● **Source information**
------------------------------------

PR #5694, opened 2024-08-14
Portalicious: add new team member form AB#29678

arsforza:
[AB#29678](https://dev.azure.com/redcrossnl/7d17f2a9-3f18-40f1-8c29-98568fbca7e4/_workitems/edit/29678)

## Describe your changes

### DIFF
--- a/interfaces/Portalicious/eslint.config.js
+++ b/interfaces/Portalicious/eslint.config.js
@@ -7,6 +7,7 @@ const eslintPluginPrettierRecommended = require('eslint-plugin-prettier/recommen
 const eslintPluginNoRelativePaths = require('eslint-plugin-no-relative-import-paths');
 const eslintPluginQuery = require('@tanstack/eslint-plugin-query');
 const eslintPluginPerfectionist = require('eslint-plugin-perfectionist');
+const eslintPluginRegexp = require('eslint-plugin-regexp');
 
 module.exports = tseslint.config(
   {
@@ -22,6 +23,7 @@ module.exports = tseslint.config(
     plugins: {
       'no-relative-import-paths': eslintPluginNoRelativePaths,
       perfectionist: eslintPluginPerfectionist,
+      regexp: eslintPluginRegexp,
     },
     extends: [
       eslint.configs.recommended,
@@ -29,6 +31,7 @@ module.exports = tseslint.config(
       ...tseslint.configs.stylisticTypeChecked,
       ...angular.configs.tsRecommended,
       ...eslintPluginQuery.configs['flat/recommended'],
+      eslintPluginRegexp.configs['flat/recommended'],
       eslintPluginPrettierRecommended,
     ],
     processor: angular.processInlineTemplates,
@@ -89,21 +92,22 @@ module.exports = tseslint.config(
         {
           checkId: false,
           ignoreAttributes: [
+            'app-query-table[localStorageKey]',
             'data-testid',
-            'icon',
-            'iconPos',
-            'ngSrc',
-            'styleClass',
-            'position',
-            'pSortableColumn',
             'field',
-            'display',
-            'sortField',
-            'appendTo',
-            'iconPosition',
-            'stateStorage',
-            'stateKey',
-            'localStorageKey',
+            'img[ngSrc]',
+            'inputStyleClass',
+            'ng-container[slot]',
+            'p-button[icon]',
+            'p-button[iconPos]',
+            'p-columnFilter[display]',
+            'p-contextMenu[appendTo]',
+            'p-iconField[iconPosition]',
+            'p-sidebar[position]',
+            'p-table[stateKey]',
+            'p-table[stateStorage]',
+            'styleClass',
+            'th[pSortableColumn]',
           ],
         },
       ],
--- a/interfaces/Portalicious/src/app/components/form-field-wrapper/form-field-wrapper.component.html
+++ b/interfaces/Portalicious/src/app/components/form-field-wrapper/form-field-wrapper.component.html
@@ -1,12 +1,9 @@
 <!-- eslint-disable-next-line @angular-eslint/template/label-has-associated-control -->
 <label class="block [&_input]:w-full">
-  <strong class="block">
+  <strong class="mb-2 inline-block">
     {{ label() }}
   </strong>
   <ng-content></ng-content>
-  <app-form-error
-    class="block"
-    [error]="errorMessage()"
-  />
+  <app-form-error [error]="errorMessage()" />
 </label>
 <ng-content select="[slot='details']"></ng-content>
--- a/interfaces/Portalicious/src/app/components/form-field-wrapper/form-field-wrapper.component.html
+++ b/interfaces/Portalicious/src/app/components/form-field-wrapper/form-field-wrapper.component.html
@@ -1,6 +1,12 @@
 <!-- eslint-disable-next-line @angular-eslint/template/label-has-associated-control -->
-<label class="[&_.p-password]:block [&_input]:w-full">
-  <span class="mb-2 inline-block">{{ label() }}</span>
+<label class="block [&_input]:w-full">
+  <strong class="block">
+    {{ label() }}
+  </strong>
   <ng-content></ng-content>
+  <app-form-error
+    class="block"
+    [error]="errorMessage()"
+  />
 </label>
-<app-form-error [error]="errorMessage()" />
+<ng-content select="[slot='details']"></ng-content>
--- a/interfaces/Portalicious/src/app/pages/login/login.component.html
+++ b/interfaces/Portalicious/src/app/pages/login/login.component.html
@@ -49,7 +49,6 @@
               autocomplete="current-password"
               [toggleMask]="true"
               [feedback]="false"
-              styleClass="block w-full"
             />
           </app-form-field-wrapper>
         </app-form-default>
--- a/interfaces/Portalicious/src/app/pages/login/login.component.html
+++ b/interfaces/Portalicious/src/app/pages/login/login.component.html
@@ -68,7 +68,7 @@
             href="https://manual.121.global/privacy-policy/"
             target="_blank"
             title="Opens in a new window"
-            i18n-title
+            i18n-title="@@generic-opens-in-new-window"
           >
             <span i18n>Read our Privacy Policy</span>
             <i
--- a/interfaces/Portalicious/src/app/pages/login/login.component.html
+++ b/interfaces/Portalicious/src/app/pages/login/login.component.html
@@ -49,6 +49,7 @@
               autocomplete="current-password"
               [toggleMask]="true"
               [feedback]="false"
+              styleClass="block w-full"
             />
           </app-form-field-wrapper>
         </app-form-default>
--- a/interfaces/Portalicious/src/app/pages/project/project-team/add-user-button/add-user-button.component.html
+++ b/interfaces/Portalicious/src/app/pages/project/project-team/add-user-button/add-user-button.component.html
@@ -86,7 +86,7 @@
         </p>
         <p i18n>
           * To use a subscope type a dot between the scope and subscope (e.g.
-          <code>amsterdam.zuid</code>)
+          <code>amsterdam.west</code>)
         </p>
       </ng-container>
     </app-form-field-wrapper>
--- a/interfaces/Portalicious/src/app/pages/project/project-team/add-user-button/add-user-button.component.html
+++ b/interfaces/Portalicious/src/app/pages/project/project-team/add-user-button/add-user-button.component.html
@@ -1,9 +1,8 @@
 <p-button
   label="Add team member"
   i18n-label="@@add-team-member"
-  outlined
+  rounded
   icon="pi pi-plus"
-  class="text-xs sm:text-base"
   (click)="formVisible.set(true)"
 />
 
@@ -18,19 +17,16 @@
     label="Choose user"
     i18n-label
     [errorMessage]="formFieldErrors()('userValue')"
-    class="mb-3"
   >
     <p-dropdown
-      [options]="unassignedUsers()"
+      [options]="availableUsers()"
       [optionLabel]="'username'"
       [optionValue]="'id'"
       [filter]="true"
       formControlName="userValue"
       placeholder="Type or select"
-      i18n-placeholder
-      class="block w-full"
-      styleClass="w-full"
-      [loading]="allUsers.isPending() || !projectUsers"
+      i18n-placeholder="@@generic-type-or-select"
+      [loading]="availableUsersIsLoading()"
     >
     </p-dropdown>
   </app-form-field-wrapper>
@@ -39,20 +35,14 @@
     label="Assign roles"
     i18n-label
     [errorMessage]="formFieldErrors()('rolesValue')"
-    class="mb-3"
   >
     <p-multiSelect
-      [options]="roles!.data()"
+      [options]="roles.data()"
       [optionLabel]="'label'"
       [optionValue]="'role'"
       formControlName="rolesValue"
       placeholder="Type or select"
-      i18n-placeholder
-      class="block w-full"
-      styleClass="w-full"
-      [panelStyleClass]="
-        'max-w-full [&_.p-multiselect-item]:items-start [&_.p-multiselect-item]:text-wrap'
-      "
+      i18n-placeholder="@@generic-type-or-select"
       [showToggleAll]="false"
       [overlayOptions]="{
         target: '@parent',
@@ -73,18 +63,20 @@
         type="text"
         formControlName="scopeValue"
         autocomplete="off"
-        i18n-placeholder
-        class="mb-2 font-mono"
+        class="font-mono"
       />
       <ng-container slot="details">
         <p
           i18n
-          class="mb-2"
+          class="my-2"
         >
           * Leaving this field empty means the team member will have access to
           <strong>all PAs</strong>
         </p>
-        <p i18n>
+        <p
+          i18n
+          class="my-2"
+        >
           * To use a subscope type a dot between the scope and subscope (e.g.
           <code>amsterdam.west</code>)
         </p>
--- a/interfaces/Portalicious/src/app/pages/project/project-team/add-user-button/add-user-button.component.html
+++ b/interfaces/Portalicious/src/app/pages/project/project-team/add-user-button/add-user-button.component.html
@@ -1,7 +1,94 @@
 <p-button
-  label="Add user to team"
-  i18n-label
-  rounded
+  label="Add team member"
+  i18n-label="@@add-team-member"
+  outlined
   icon="pi pi-plus"
-  (click)="onAdd()"
+  class="text-xs sm:text-base"
+  (click)="formVisible.set(true)"
 />
+
+<app-form-sidebar
+  [(visible)]="formVisible"
+  [formGroup]="formGroup"
+  [mutation]="assignUserMutation"
+  formTitle="Add team member"
+  i18n-formTitle="@@add-team-member"
+>
+  <app-form-field-wrapper
+    label="Choose user"
+    i18n-label
+    [errorMessage]="formFieldErrors()('userValue')"
+    class="mb-3"
+  >
+    <p-dropdown
+      [options]="unassignedUsers()"
+      [optionLabel]="'username'"
+      [optionValue]="'id'"
+      [filter]="true"
+      formControlName="userValue"
+      placeholder="Type or select"
+      i18n-placeholder
+      class="block w-full"
+      styleClass="w-full"
+      [loading]="allUsers.isPending() || !projectUsers"
+    >
+    </p-dropdown>
+  </app-form-field-wrapper>
+
+  <app-form-field-wrapper
+    label="Assign roles"
+    i18n-label
+    [errorMessage]="formFieldErrors()('rolesValue')"
+    class="mb-3"
+  >
+    <p-multiSelect
+      [options]="roles!.data()"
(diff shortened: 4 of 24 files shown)


interfaces/Portalicious/src/app/components/form-field-wrapper/form-field-wrapper.component.html
```diff
@@ -1,6 +1,9 @@
 <!-- eslint-disable-next-line @angular-eslint/template/label-has-associated-control -->
-<label class="[&_.p-password]:block [&_input]:w-full">
-  <span class="mb-2 inline-block">{{ label() }}</span>
-  <ng-content></ng-content>
```
aberonni, line 4: The content was inside the label for a reason: this allows for the field to be connected to the appropriate label without extra hurdles (eg. making the sure the field has a `for` field that matches the `name` of the field). Connecting the field means (among other things)
- the field is selectable/focusable by clicking on the label
- screen readers correctly identify the field name

IMHO we need to revert this change.

interfaces/Portalicious/eslint.config.js
```diff
@@ -89,21 +92,22 @@ module.exports = tseslint.config(
...
+            'p-button[icon]',
+            'p-button[iconPos]',
+            'p-columnFilter[display]',
+            'p-contextMenu[appendTo]',
+            'p-iconField[iconPosition]',
+            'p-sidebar[position]',
+            'p-table[stateKey]',
+            'p-table[stateStorage]',
+            'styleClass',
+            'th[pSortableColumn]',
```
aberonni, line 110: Was this auto-generated somehow? If not, I fear that the specificity on some of these might come back to bite us (for example, I can imagine `icon` being relevant for some other component too)

interfaces/Portalicious/src/app/pages/login/login.component.html
```diff
@@ -49,6 +49,7 @@ <h1 i18n>Log in</h1>
               autocomplete="current-password"
               [toggleMask]="true"
               [feedback]="false"
+              styleClass="block w-full"
```
aberonni, line 52: Rather than duplicating this (I wonder if it is necessary also on the change-password page, for example?) I think it would be easier to leave the rules that were removed in `form-field-wrapper` component:

`<label class="[&_.p-password]:block [&_input]:w-full">`

interfaces/Portalicious/src/app/pages/project/project-team/add-user-button/add-user-button.component.html
```diff
@@ -1,7 +1,94 @@
 <p-button
-  label="Add user to team"
-  i18n-label
-  rounded
+  label="Add team member"
+  i18n-label="@@add-team-member"
+  outlined
```
aberonni, line 4: According to design:
```suggestion
  rounded
```

interfaces/Portalicious/src/app/pages/project/project-team/add-user-button/add-user-button.component.html
```diff
@@ -1,7 +1,94 @@
...
   icon="pi pi-plus"
-  (click)="onAdd()"
+  class="text-xs sm:text-base"
```
aberonni, line 6: I don't think we need to cater to small screens to this extent. If we must, then I would rather do it globally for primeng components in `styles.scss`. But again, I'd rather we didn't at all, and instead we tackle this systematically if and when it truly becomes relevant.

interfaces/Portalicious/src/app/pages/project/project-team/add-user-button/add-user-button.component.html
```diff
@@ -1,7 +1,94 @@
...
+      [options]="unassignedUsers()"
+      [optionLabel]="'username'"
+      [optionValue]="'id'"
+      [filter]="true"
+      formControlName="userValue"
+      placeholder="Type or select"
+      i18n-placeholder
+      class="block w-full"
+      styleClass="w-full"
+      [loading]="allUsers.isPending() || !projectUsers"
```
aberonni, line 33: I think it would be better to pass in the result of `injectQuery` rather than the array directly, so that then we could do:

```suggestion
      [loading]="allUsers.isPending() || projectUsers.isPending()"
```

Or even

```suggestion
      [loading]="unassignedUsersIsPending()"
```

And 

```ts
unassignedUsersIsPending = computed(() => allUsers.isPending() || projectUsers.isPending())
```

interfaces/Portalicious/src/app/pages/project/project-team/add-user-button/add-user-button.component.html
```diff
@@ -1,7 +1,94 @@
...
+    <p-dropdown
+      [options]="unassignedUsers()"
+      [optionLabel]="'username'"
+      [optionValue]="'id'"
+      [filter]="true"
+      formControlName="userValue"
+      placeholder="Type or select"
+      i18n-placeholder
+      class="block w-full"
+      styleClass="w-full"
```
aberonni, line 32: I think these classes which are being duplicated should probably be assigned either
- within `app-form-field-wrapper` or
- within styles.scss

interfaces/Portalicious/src/app/pages/project/project-team/add-user-button/add-user-button.component.html
```diff
@@ -1,7 +1,94 @@
...
+  </app-form-field-wrapper>
+
+  <app-form-field-wrapper
+    label="Assign roles"
+    i18n-label
+    [errorMessage]="formFieldErrors()('rolesValue')"
+    class="mb-3"
+  >
+    <p-multiSelect
+      [options]="roles!.data()"
```
aberonni, line 45: I can't imagine the excl being necessary but maybe I'm wrong

```suggestion
      [options]="roles.data()"
```

interfaces/Portalicious/src/app/pages/project/project-team/add-user-button/add-user-button.component.html
```diff
@@ -1,7 +1,94 @@
...
+  [formGroup]="formGroup"
+  [mutation]="assignUserMutation"
+  formTitle="Add team member"
+  i18n-formTitle="@@add-team-member"
+>
+  <app-form-field-wrapper
+    label="Choose user"
+    i18n-label
+    [errorMessage]="formFieldErrors()('userValue')"
+    class="mb-3"
```
aberonni, line 21: This could introduce inconsistencies. Same goes as for what I mentioned below with duplicated classes.
```suggestion
```

interfaces/Portalicious/src/app/pages/project/project-team/add-user-button/add-user-button.component.html
```diff
@@ -1,7 +1,94 @@
...
+  >
+    <p-dropdown
+      [options]="unassignedUsers()"
+      [optionLabel]="'username'"
+      [optionValue]="'id'"
+      [filter]="true"
+      formControlName="userValue"
+      placeholder="Type or select"
+      i18n-placeholder
```
aberonni, line 30: This is being duplicated and could probably use some generic id (example below but feel free to change)

```suggestion
      i18n-placeholder=":@@form-generic-placeholder"
```

interfaces/Portalicious/src/app/pages/project/project-team/add-user-button/add-user-button.component.html
```diff
@@ -1,7 +1,94 @@
...
+    label="Choose user"
+    i18n-label
+    [errorMessage]="formFieldErrors()('userValue')"
+    class="mb-3"
+  >
+    <p-dropdown
+      [options]="unassignedUsers()"
+      [optionLabel]="'username'"
+      [optionValue]="'id'"
+      [filter]="true"
```
aberonni, line 27:
```suggestion
      filter
```

I think? I generally prefer this syntax but maybe just me

interfaces/Portalicious/src/app/pages/project/project-team/add-user-button/add-user-button.component.html
```diff
@@ -1,7 +1,94 @@
...
+      [options]="roles!.data()"
+      [optionLabel]="'label'"
+      [optionValue]="'role'"
+      formControlName="rolesValue"
+      placeholder="Type or select"
+      i18n-placeholder
+      class="block w-full"
+      styleClass="w-full"
+      [panelStyleClass]="
+        'max-w-full [&_.p-multiselect-item]:items-start [&_.p-multiselect-item]:text-wrap'
```
aberonni, line 54: Probably worth moving to `styles.scss`

interfaces/Portalicious/src/app/pages/project/project-team/add-user-button/add-user-button.component.html
```diff
@@ -1,7 +1,94 @@
...
+      label="Assign scope"
+      i18n-label
+      [errorMessage]="formFieldErrors()('scopeValue')"
+    >
+      <input
+        pInputText
+        type="text"
+        formControlName="scopeValue"
+        autocomplete="off"
+        i18n-placeholder
```
aberonni, line 76:
```suggestion
```

interfaces/Portalicious/src/app/pages/project/project-team/add-user-button/add-user-button.component.html
```diff
@@ -1,7 +1,94 @@
...
+        class="mb-2 font-mono"
```
aberonni, line 77:
```suggestion
        class="font-mono"
```

Same as the other margin comments above

interfaces/Portalicious/src/app/pages/project/project-team/add-user-button/add-user-button.component.ts
```diff
@@ -1,23 +1,138 @@
...
+      },
+    },
+  );
+
+  allUsers = injectQuery(this.apiService.getAllUsers());
+
+  unassignedUsers = computed(() => {
+    this.projectUsers();
+    const allUsers = this.allUsers.data();
+    if (!this.projectUsers() || !allUsers) {
```
aberonni, line 100: I think this would be a safer/better check perhaps? Not sure though

```suggestion
    if (this.allUsers.isPending() || !this.projectUsers.isPending()) {
```

interfaces/Portalicious/src/app/pages/project/project-team/add-user-button/add-user-button.component.ts
```diff
@@ -1,23 +1,138 @@
...
+      });
 
-  onAdd(): void {
-    this.toastService.showToast({
-      summary:
-        'If you try really hard, I am sure you can imagine a new user being added to the table.',
-    });
-  }
+      void this.queryClient.invalidateQueries({
+        queryKey: this.apiService.getProjectUsers(this.projectId)().queryKey,
```
aberonni, line 134: Probably safer

```suggestion
        queryKey: this.apiService.getProject(this.projectId)().queryKey,
```

interfaces/Portalicious/src/app/pages/projects-overview/create-project-button/create-project-button.component.html
```diff
@@ -22,7 +22,8 @@
       pInputText
       type="text"
       formControlName="assetId"
-      autocomplete="off"
+      autocomplete="one-time-code"
```
aberonni, line 25: 🤯

interfaces/Portalicious/tailwind.config.ts
```diff
@@ -10,6 +10,7 @@ export default {
     fontFamily: {
       display: ['Montserrat', 'sans-serif'],
       body: ['"Open Sans"', 'sans-serif'],
+      mono: ['monospace'],
```
aberonni, line 13:
```suggestion
```

I don't see this in the design system and I would avoid adding something extra that we need to maintain and/or enforce consistency on if it wasn't asked of us.

aberonni (changes requested):

interfaces/Portalicious/src/app/pages/login/login.component.html
elwinschmitz: My thinking was that this place(the login-page) is the only exception to the rule. So therefore I don't want to over-complicate the reusable component and keep that generic/simple.

interfaces/Portalicious/eslint.config.js
elwinschmitz: It was auto-sorted alphabetically. ;)

The condition I used to add a more specific element to the selector was their current use-cases in the code-base.
So, in the future, if there are other elements that really need the exception, the selector can/should be amended.

The easiest automated solution would be to use a list of "supported attributes per component" provided by any library we use (i.e. PrimeNG etc.); But that doesn't excist, so we could build it up over time...
Or use another reminder to "add attributes to support translations"...

interfaces/Portalicious/src/app/pages/project/project-team/add-user-button/add-user-button.component.html
elwinschmitz: See comment above @arsforza ...

interfaces/Portalicious/src/app/pages/project/project-team/add-user-button/add-user-button.component.html
elwinschmitz: huh  ¯\_(ツ)_/¯ ?
How did this end up here? ;) And weird that the linter doesn't complain the other way, that it finds i18n-attributes _without_ any source-attribute...

interfaces/Portalicious/src/app/pages/projects-overview/create-project-button/create-project-button.component.html
elwinschmitz: Shht... 🤫

interfaces/Portalicious/tailwind.config.ts
elwinschmitz: I'd like to add features that help users, regardless if it is asked of me.

So, I tried initially to use the "Tailwind default font-stacks", but those where probably overridden by this config, so I added the bare-minimum to start with. And at some point other, more specific decisions could be added...

interfaces/Portalicious/src/app/pages/project/project-team/add-user-button/add-user-button.component.html
elwinschmitz: I prefer the other way. ;)

It emphasizes the 'booleanness' of it, in a way... And is a bit more explicit when reading... But I'm fine with both ways...

interfaces/Portalicious/src/app/pages/project/project-team/add-user-button/add-user-button.component.html
elwinschmitz: Probably never not a good idea, indeed.

interfaces/Portalicious/src/app/pages/projects-overview/create-project-button/create-project-button.component.html
elwinschmitz: Sssh... 🤫

interfaces/Portalicious/src/app/pages/project/project-team/add-user-button/add-user-button.component.html
elwinschmitz: I thought it "too soon" to draw conclusions on "how we'll style Prime-components"...
But maybe we could already "look ahead" a bit further in the designs to spot some patterns already...

interfaces/Portalicious/src/app/pages/login/login.component.html
aberonni: > My thinking was that this place(the login-page) is the only exception to the rule.

That assumption is incorrect. The change password page is broken on the preview deployment.

interfaces/Portalicious/src/app/pages/project/project-team/add-user-button/add-user-button.component.html
aberonni: > Lets see if we need to re-align to prevent future rework...

Yes, I'm curious what was the reasoning here too, but we can still go ahead and fix in the meantime.

interfaces/Portalicious/src/app/pages/project/project-team/add-user-button/add-user-button.component.html
aberonni: I'd say it's safe to move to styles.scss like we've done for other components, and then we'll address this when we get to theming.

interfaces/Portalicious/tailwind.config.ts
aberonni: > I'd like to add features that help users, regardless if it is asked of me.

I'm not against that per se, but I see it as a problem when a dev introduces a design change, without input from design/PM. The assumption that "this helps users" is not one that they are necessarily on board with. And the risk of a design change made at this stage in the process is that we either
- End up having to revert the change because design / PM noticed it at a later stage or 
- A developer reverts this change because they notice it and it's a discrepancy with design (this could be me)

If you feel strongly about the monospace being necessary then I would do a couple of things
- apply it to the p-password in styles.scss rather than throughout the codebase (so we only do it one place, and it's easy to revert if we need to)
- add a note that we have done this in the "design review" task for this PBI, so we can revert if we need to

interfaces/Portalicious/src/app/components/form-field-wrapper/form-field-wrapper.component.html
aberonni, line 1: I'm not sure if the regression is in this file, but I noticed that the input fields are not turning red anymore when they have an error.

interfaces/Portalicious/src/app/pages/projects-overview/create-project-button/create-project-button.component.html
```diff
@@ -32,9 +33,10 @@
   >
     <p-password
       formControlName="token"
-      autocomplete="off"
+      autocomplete="one-time-code"
       [toggleMask]="true"
       [feedback]="false"
+      inputStyleClass="font-mono"
```
aberonni, line 39: Can we move this to `style.scss` and apply to all p-password fields?

interfaces/Portalicious/src/styles.scss
```diff
@@ -135,4 +135,22 @@ $toolbar-height: 48px;
       }
     }
   }
+
+  // Form inputs (Overrides for PrimeNG-components)
+  // All inputs used inside a form-field-wrapper, should be full-width, the wrapper should be in control of the width.
+  app-form-field-wrapper {
```
aberonni, line 141: I'm a bit concerned about using one of our custom component selectors here - this could change without us realising that we're breaking this. Can we apply these rules without the wrapper? If not, then this might be an exception where having a dedicated CSS file for a component (app-form-field-wrapper) might make sense.

aberonni (changes requested):
The regression on the errored input fields is really the only important change - the others I'll leave up to you to decide what to do with.

interfaces/Portalicious/src/app/components/form-field-wrapper/form-field-wrapper.component.html
elwinschmitz: They are sometimes at least...
But I did find this situation:
Inconsistent error-styling on change-password form-fields

And also, the `:focus`-style 'win' over the error-state-styles... (So the border of a focussed field will be blue, instead of red...)

interfaces/Portalicious/src/styles.scss
elwinschmitz: Yeah, I was a bit in doubt on how big I wanted the "impact area" to be...
This was my solution to have it work "opt in" (and keep the default styles available on other/future/yet-unknown use-cases)..

But the other approach could be indeed to "change the default" and deal with the scenario's of "but for this situation we need an exception" later...
The only thing is that currently I don't know the difference between a "one-off exceptional change" and a "this is how we always want it to be", so I try to stay on the (too?) cautious side.

interfaces/Portalicious/src/app/components/form-field-wrapper/form-field-wrapper.component.html
aberonni: It still doesn't work for me.

To reproduce:
- Go to projects page (eg. https://portalicious.test.121.global/en/projects)
- Click on "add project"
- Click on both fields and click out

Expected:
I see this on https://portalicious.test.121.global/en/projects

image

Actual:
I see this on https://lively-river-04adce503-5694.westeurope.5.azurestaticapps.net/en/projects
image

interfaces/Portalicious/src/styles.scss
aberonni: I saw the additions to `styles.scss`, including the re-org and new comments. They look great, thanks! ✨

aberonni (changes requested):
Still experiencing the same regression

interfaces/Portalicious/src/app/components/form-field-wrapper/form-field-wrapper.component.html
elwinschmitz: I also see the last screenshot on <https://portalicious.test.121.global/en/projects>
(With any password-manager disabled/not-active).

I think this has more to do with the logic around the `Validators` (and `control.touched`) on the `FormGroup` then on any styling or nesting/structuring changes introduced in this PR.

As shown in my other screenshot, the behavior is not consistent in all situations..
Also consider:
- open the "All Project"-page
- Click on "+ Add Project"
- Directly click on the Submit-button (without touching the form)

So we might want to look into the way the validation-error-message is added (and the status of the field is _not_ updated; or have a different combination of conditions then only `.touched`.

But it doesn't seem directly related to the changes in this PR.

aberonni (approved):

------------------------------------

● **Exercise**
Out of the material above, gather each line where "stage" appears.

● **Response**
I'm not against that per se, but I see it as a problem when a dev introduces a design change, without input from design/PM. The assumption that "this helps users" is not one that they are necessarily on board with. And the risk of a design change made at this stage in the process is that we either
- End up having to revert the change because design / PM noticed it at a later stage or 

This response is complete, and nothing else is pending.